Technical Selection: ClickHouse.

Rationale: Superior compression and specialized SummingMergeTree engines for pre-aggregation.

Distribution Logic: Sharding by metric_name to ensure all data for a specific metric resides on the same shard for faster local aggregations.

Cache

Purpose: Reducing ClickHouse load for frequent metadata lookups (e.g., "List all tag names for metric X").

Key-Value Schema:

Key: metadata:{metric_name}

Value: Set of tag keys/values.

TTL: 1 hour.

Technical Selection: Redis. Used for service discovery of metrics and caching frequently accessed dashboard results.

Messaging

Purpose: Load leveling and decoupling.

Event Schema: Protobuf serialized metric points.

Throughput & Partitioning: Kafka topic metric-ingestion partitioned by metric_name to maintain ordering per time series and enable parallel processing by Flink.
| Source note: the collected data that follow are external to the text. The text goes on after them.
PR #1263, opened 2026-08-28
Prevent frame leaks in RawNode.frames()/RawNode.output 

Ichunjo:
- Refactor the frame enumeration logic in `RawNode` to avoid using a generator within a generator, which was causing issues with frame lifecycle management when an exception was thrown from a ModifyFrame callback or from the progress_update callback.
- Add explicit `try...finally` blocks in `VideoNode` and `AudioNode` to guarantee that the frame generator is closed and buffers are freed, even when exceptions occur during iteration.

`_get_enum_fut` caused a memory leak because it creates a secondary generator object.
When `frames()` is cancelled or interrupted early, it remains in a suspended state holding references to `RawNode` and `get_frame_async`.
Apparently, in Cython, nesting a generator inside another generator generates cross-referencing scope structs that create reference cycles that prevent GC deallocation.

The entire core and everything else, was being left orphaned in memory with no way to free it.

---

Draft for now, until #1262 is merged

Failure Handling: Dead-letter queue (DLQ) for malformed metrics (e.g., invalid timestamps).

Data Processing

Processing Model: Flink Streaming.

Processing DAG:

Source: Kafka.

Window: 10-second tumbling windows.

Aggregations: Calculate Min, Max, Avg.

Sink: Push alerts to Alert Manager if thresholds are exceeded; write aggregates back to a "downsampled" Kafka topic for ClickHouse.

Correctness: At-least-once processing is sufficient for metrics (idempotent writes in ClickHouse).

Infrastructure (Optional)

Observability: The system monitors itself using a secondary, isolated instance of the same architecture.

Distributed Coordination: ClickHouse uses Keeper (or ZooKeeper) for cluster metadata and replication coordination.

Wrap Up

Advanced Topics

Trade-offs: We choose Availability over Consistency (AP). In a network partition, we prefer to accept metrics even if they can't be queried immediately.

Reliability:

Kafka as a buffer: Protects against ClickHouse maintenance or performance degradation.

Horizontal Scaling: Every component (Gateway, Kafka, Flink, ClickHouse) can scale by adding nodes.

Bottleneck Analysis:

High Cardinality: If a user includes user_id in tags, ClickHouse index size explodes. Optimization: Implement a cardinality limiter in the Ingestion Gateway that rejects metrics exceeding

10^5

unique tag combinations per hour.

Hot Shards: A single metric name (e.g., cpu_usage) from 1 million servers can create a hot shard. Solution: Use a composite shard key hash(metric_name, host_id).

Security: Data is encrypted at rest (ClickHouse encryption) and in transit (TLS). RBAC is applied at the Query Service level to restrict access to sensitive metrics.

Distinguishing Insights: For massive scale, implement Tiered Storage. Keep the last 7 days of data on NVMe SSDs in ClickHouse and move older data to S3 (using ClickHouse S3 storage engine) to significantly reduce costs while keeping data queryable.